EXERCISE INSTRUCTIONS
Take the data below and copy exactly the lines starting at the one with "audio_level = None" and finishing at the one with "import time", both included.

Stored data entries
....................
PR #615, opened 2022-01-12
Add support for looping to MediaPlayer

juberti:
e.g., `player = MediaPlayer("foo.mp3", loop=True)` results in continuous playback. This is useful for bots and other sorts of testing.

### DIFF
--- a/src/aiortc/contrib/media.py
+++ b/src/aiortc/contrib/media.py
@@ -82,7 +82,14 @@ class MediaBlackhole:
 
 
 def player_worker(
-    loop, container, streams, audio_track, video_track, quit_event, throttle_playback
+    loop,
+    container,
+    streams,
+    audio_track,
+    video_track,
+    quit_event,
+    throttle_playback,
+    loop_playback,
 ):
     audio_fifo = av.AudioFifo()
     audio_format_name = "s16"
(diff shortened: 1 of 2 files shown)


juberti:
@jlaine

jlaine:
This looks like a great addition, but there is a caveat: it's going to blow up for sources which are not seekable. For instance I don't expect this to work on an RTMP source.

At the very least we need this to be documented in the docstring, and (if possible) asserted in the `MediaPlayer` constructor.

juberti:
OK, PTAL. I'm having some trouble running the tests locally at the moment but will double-check this later today.

jlaine:
The linter was unhappy so I tweaked your branch, hope that's OK?

For future reference you can easily reformat the code to comply with the linter:

```pip install black
black src
```

juberti:
ah nice, thanks for doing that. Suggest adding that to the README for future contributors.

jlaine:
CI seems to hang with this PR, and I can reproduce it locally by running only `MediaPlayerTest`:

`python -m unittest tests.test_contrib_media.MediaPlayerTest`

.. and even more specifically:

`python -m unittest tests.test_contrib_media.MediaPlayerTest.test_audio_file_looping`

The behaviour is that the tests pass, but there seems to be a thread which is not shut down and the process does not exit.

jlaine:
Ah I think I have it, the new test seems to be missing:

`player.audio.stop()`

Let's see what CI has to say.

jlaine:
Merged, thanks @juberti !

PR #619, opened 2022-01-17
Calculate audio energy and send in RTP header extension

### LINKED ISSUE #614: Add support for ssrc-audio-level header extension
Currently there is some support for this in aiortc, but it's not fully wired up. I believe the required work is:
1) add "urn:ietf:params:rtp-hdrext:ssrc-audio-level" to HEADER_EXTENSIONS in __init__.py
2) return audio frame energy from `_next_encoded_frame` and pass it to `packet.extensions.audio_level`

I can take a stab at this if there's no planned work here.

juberti:
Fixes #614

### DIFF
--- a/src/aiortc/rtcrtpsender.py
+++ b/src/aiortc/rtcrtpsender.py
@@ -259,7 +259,7 @@ class RTCRtpSender:
         frame = await self.__track.recv()
         audio_level = None
         if isinstance(frame, AudioFrame):
-            level = self._compute_audio_level_dbov(frame)
+            audio_level = self._compute_audio_level_dbov(frame)
 
         # encode frame
         if self.__encoder is None:
--- a/src/aiortc/rtcrtpsender.py
+++ b/src/aiortc/rtcrtpsender.py
@@ -2,6 +2,7 @@ import asyncio
 import logging
 import math
 import random
+import struct
 import time
 import traceback
 import uuid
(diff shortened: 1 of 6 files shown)


juberti:
@jlaine

jlaine:
Hi @juberti thanks for the PR!

Some notes:

- I've let CI run and it looks like the linters are not happy
- maybe it would make sense to pull the `_compute_level_dbov` method out to a plain function (for instance in `aiortc.rtp`) so that we can have a unit test with some test vectors?
- I see `level` is set to `None` for video frames, isn't this going to blow up: `packet.extensions.audio_level = (False, -enc_frame.level)`
- how costly is this calculation?

src/aiortc/rtcrtpsender.py
```diff
@@ -36,12 +38,19 @@
...
 
 RTP_HISTORY_SIZE = 128
 RTT_ALPHA = 0.85
 
-
+class RTCEncodedFrame:
+    def __init__(self, payloads: List[bytes], timestamp: int, level: int):
+        self.payloads = payloads
+        self.timestamp = timestamp
+        self.level = level
```
jlaine, line 52: Maybe `audio_level` would be more explicit?

juberti:
OK, fixed the lint issues and the video-frame issue, and broke out the energy calc function and added test for it. 

As for costs, it's small but not nothing, maybe 3% of a core on my system. numpy might be an option if this is too much, although there might be other costs incurred roundtripping to numpy and back.

jlaine:
I ran `isort` on the code which fixes additional linter errors.

juberti:
Thanks for doing that, I had run flake8 and black but not isort.

jlaine:
For my information, does this header need to be negotiated or are we good to always send it?

juberti:
It should be negotiated, that's right. I think there is already logic to only send the header if it's been negotiated, although it will always be computed.

jlaine:
OK, I'm going to merge this PR as is, even though I'm a bit concerned by the computational overhead (some of aiortc's usecase are on low power devices).

If issues suddenly get reported related to performance, would you consider working on a follow up PR to make this extension optional? I noticed that webrtc-extensions mentions a `RTCRtpTransceiver.setOfferedRtpHeaderExtensions` method, maybe that could be used?

jlaine:
Oops, I forgot to squash the commits, so I've had to force-push to `main`..

juberti:
Will you be publishing a new rev of aiortc with these changes?

PR #640, opened 2022-02-10
[build] produce binary wheels for linux/aarch64

jlaine:


jlaine:
@odidev you might like this one :)

odidev:
@jlaine, Thanks for your effort. It will be a great help for Linux AArch64 users. May I know what is your plan for making a new release so that Linux AArch64 wheel get deployed to PyPI?

PR #580, opened 2018-01-25
Mead/support new codes

Seeker1911:


rest-api/dao/participant_summary_dao.py
```diff
@@ -201,9 +204,12 @@ def update_from_biobank_stored_samples(self, participant_id=None):
     If participant_id is provided, only that participant will have their summary updated."""
     baseline_tests_sql, baseline_tests_params = get_sql_and_params_for_array(
         config.getSettingList(config.BASELINE_SAMPLE_TEST_CODES), 'baseline')
+    self._back_fix_new_codes(baseline_tests_params)
```
danqrodney: This seems wrong. Where baseline_tests_sql is used below, we *do* want to count 1PS08, 1PST8, 1SS08, and 1SST8. So I don't think we need to call this method.

rest-api/dao/participant_summary_dao.py
```diff
@@ -201,9 +204,12 @@ def update_from_biobank_stored_samples(self, participant_id=None):
...
     dna_tests_sql, dna_tests_params = get_sql_and_params_for_array(
         config.getSettingList(config.DNA_SAMPLE_TEST_CODES), 'dna')
     sample_sql, sample_params = _get_sample_sql_and_params()
+    self._back_fix_new_codes(sample_params)
```
danqrodney: Similarly we don't need to call this here. (Because of what I mentioned above, and also because 1PST8, etc. aren't in the DNA sample list.)

rest-api/dao/participant_summary_dao.py
```diff
@@ -249,6 +255,12 @@ def update_from_biobank_stored_samples(self, participant_id=None):
   def _get_num_baseline_ppi_modules(self):
     return len(config.getSettingList(config.BASELINE_PPI_QUESTIONNAIRE_FIELDS))
 
+  def _back_fix_new_codes(self, obj):
```
danqrodney: You don't need this function; see above.

rest-api/test/unit_test/offline_test/biobank_samples_pipeline_test.py
```diff
@@ -52,6 +52,10 @@ def test_end_to_end(self):
       biobank_ids.append(participant.biobankId)
       self.assertEquals(summary_dao.get(participant.participantId).numBaselineSamplesArrived, 0)
     test1, test2, test3 = random.sample(_BASELINE_TESTS, 3)
+    test_list = [test1, test2, test3]
+    test1, test2, test3 = ['1PST8' if i=='1PS08' else '1SST8' if i == '1SS08' else i for i in \
```
danqrodney: So this would have our tests only run with the old codes. I'm thinking we should either switch the tests to only use the new codes, or have a mix of both?

rest-api/dao/participant_summary_dao.py
```diff
@@ -83,8 +83,11 @@ def _get_sample_sql_and_params():
     sample_param = 'sample%d' % i
     sample_param_ref = ':%s' % sample_param
     lower_test = BIOBANK_TESTS[i].lower()
-    sql += _SAMPLE_SQL % {"test": lower_test, "sample_param_ref": sample_param_ref}
-    params[sample_param] = BIOBANK_TESTS[i]
+    if lower_test == '1ps08' or lower_test == '1ss08':
+      del lower_test
+    else:
+      sql += _SAMPLE_SQL % {"test": lower_test, "sample_param_ref": sample_param_ref}
```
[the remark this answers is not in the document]
Seeker1911: This only pull the items from code_constants list to setup the sql query to insert into the respective columns. Removing the 08's should be all we need for this part.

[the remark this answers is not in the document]
danqrodney: If you look here:

https://github.com/all-of-us/raw-data-repository/blob/master/rest-api/dao/participant_summary_dao.py#L66

and here:

https://github.com/all-of-us/raw-data-repository/blob/master/rest-api/dao/participant_summary_dao.py#L71

We're using the test values to set columns. So sample_status_1pst8 and sample_status_1pst8_time gets set when 1PST8 comes in, etc.

We now need logic that will set them when either 1PST8 or 1PS08 comes in... nothing here does that.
....................
SOLUTION TO THIS TASK
         audio_level = None
         if isinstance(frame, AudioFrame):
-            level = self._compute_audio_level_dbov(frame)
+            audio_level = self._compute_audio_level_dbov(frame)
 
         # encode frame
         if self.__encoder is None:
--- a/src/aiortc/rtcrtpsender.py
+++ b/src/aiortc/rtcrtpsender.py
@@ -2,6 +2,7 @@ import asyncio
 import logging
 import math
 import random
+import struct
 import time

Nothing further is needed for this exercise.